和她最後一句話也沒有留下,望向天空時,解脫的好看笑容。
午木湊近話筒,輕聲吟唱:
「媽媽啊,我剛剛殺了個人。」
「我拿槍指著他的頭,扣下扳機,現在他死了。」
「媽媽啊,生活才剛剛開始啊。」
「然而如今我卻遠走並拋之腦後。」
「媽媽,喔,我並不想讓你流淚。」
其實長大之後,再回顧記憶,父親對他的傷害反而沒那麽大了,早就已經麻木了,反而能冷眼的看著了。
人也不會一直沉浸在敵人對自己的傷害裡,對敵人也隻有憎恨,隻有冷漠。
對自身錯處的內疚,對自己的自責,才是一切痛苦的根源。
媽媽啊,我殺人了。
我殺死了自己,就躺在離你不遠的地方,感受著和你那天一樣的痛苦。
媽媽啊,我殺人了。
我殺死了你,用我的弱小和怯懦。
我醒悟的太晚了,性格軟弱的你尚且能用一切保護我。
我卻從來隻享受著你的保護,沒想過保護你,更沒關心過你是不是也早就在想著解脫。
午木長大後總是會想起,如果他能早一些發現母親其實並不是個性格多堅強的人,其實是個也在等著自己把她護在身後的人,是不是一切都會不一樣了。
他記憶裡全是自己被打的畫麵,卻好像忘了,母親被打的畫麵其實更多。
小時候的他責怪母親不帶著他離開,但母親一定也在等著有人和她說「走,我們一起離開這」吧。
每次一想起或許自己有希望改變這一切,想起母親那個解脫的笑容,他的心就會抽痛上一分。
連為自己開脫一句都無法做到,每次想給自己開脫,就好像他的弱懦被加深了一分般,變得更加痛苦。

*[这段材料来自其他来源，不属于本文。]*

PR #2683, opened 2019-04-08
Upgrade coroutines to fix main thread hang on init

colintheshots:
### Pull Request checklist

### DIFF
--- a/buildSrc/src/main/java/Dependencies.kt
+++ b/buildSrc/src/main/java/Dependencies.kt
@@ -5,7 +5,7 @@
 // Synchronized version numbers for dependencies used by (some) modules
 object Versions {
     const val kotlin = "1.3.21"
-    const val coroutines = "1.1.1"
+    const val coroutines = "1.2.0-alpha-2"
 
     const val androidx_test = "1.1.0"
     const val androidx_runner = "1.1.0"


buildSrc/src/main/java/Dependencies.kt
```diff
@@ -5,7 +5,7 @@
 // Synchronized version numbers for dependencies used by (some) modules
 object Versions {
     const val kotlin = "1.3.21"
-    const val coroutines = "1.1.1"
+    const val coroutines = "1.2.0-alpha-2"
```
sarentz: I see this is using an `alpha-2` version. That sounds a bit scary, but if this change improves cold startup a lot, then I would like to ask if we can assess the risk of using an alpha version. Also, assuming this is temporary and that more alphas or beta or maybe a release version of the `coroutines` library will happen in the coming months.

jonalmeida: It might make sense to see if this change has the improvements closer to a stable release. I would be hesitant to merge an alpha release of a dependency.

colintheshots: I can only guess based on history. It seems likely we'll get a stable version in the next few weeks. This improvement is important for our MVP metrics, but we could possibly wait.

jonalmeida:
There's a PR (https://github.com/mozilla-mobile/android-components/pull/2739) to investigate the test failures that is being worked on. Closing.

被唯一的親人拋下的他,努力的想要尋找生存下去的意義,努力的想要找到一個還能繼續活下去的理由。
他找到了柳嵐,他把對母親的那些愧疚贖罪般的投射到了柳嵐身上,想要證明他能成長,他可以成為彆人的依靠,能在其他人需要的時候把她們護在懷裡。
可世上的事卻不是單靠努力就能做到的,他又失敗了。
甚至更加失敗了,連存在都是虛假的。
已經再也找不到繼續下去理由的他,最終還是走向了那個或許他在母親死的那天,就該走向的結局。
「太晚了,我的歸宿要來了。」
「我的脊梁開始發顫,渾身上下疼痛難忍。」
「再見吧各位我要離開了。」
「我將離你們而去去接受現實的審判。」
「媽媽,喔。」
「我也不想死去。」
「甚至有時我希望自己未曾來到這世上。」
歌詞實在是太貼合了,感情實在是太重了,加成實在是太高了。
以至於讓大家都已經不隻是像心臟被攥著般的窒息了,而像是真正切身的感受到了歌詞的痛苦般。
莫墨呆呆的看著台上的午木老師,知道午木老師曾經自殺過的她,眼前似乎已經出現了午木老師在一個無人知道的角落裡,獨自割開血管,靜靜看著生命流逝的畫麵。
一想到平時那樣開心快樂,讓她日夜思念的午木老師,也曾經有過那種時候,她就鼻子有些發酸,心裡一陣陣的悶痛。
一個人是很難真正的體會到另一個人的情緒,隻能從自身出發,想像另一個人的情緒。
可午木的技能卻是實打實的把他的那些感受和想法通過歌聲分享出去了,哪怕分享到的隻有十之一二,卻也已經足夠讓人沉溺其中了。
場館內除了午木的歌聲和樂隊的伴奏外,一片寂靜。
所有人,臉上最常見的就是那種呆呆的表情。
就連選手席上的歌手們也是如此。
甚至感情更充沛,更能體會到音樂情緒的他們,感受比普通觀眾們還要深。
嶽麗和蔡萬海他們這會已經慶幸不起來他們唱的時候離午木遠了。
離著遠幾名根本沒用,在午木這首歌的感染力下,誰還能記得他們之前唱過的歌是什麽樣的。
伊俊熙和李正勳兩人,更是整個人早已經僵住了。
他們之前一直認為午木是個實力比他們差的遠,最多唱法有些特色的華國歌手。
可現在,聽完午木的這首歌後.他們心中卻是得承認,可能是他們離人家稍微差上那麽一點點。
真的肉眼可見的強,平常歌可能不是專業人士都分析不出到底是哪裡唱得好。
可聽著午木這歌,哪怕是再沒有專業知識的人,都能瞬間有種他好強的感覺。
感染力實在是太足了,足到讓人看不懂的地步,他們這兩個對這人一直很敵視的人,此時心中竟然都有點在替歌裡的那個孩子難過。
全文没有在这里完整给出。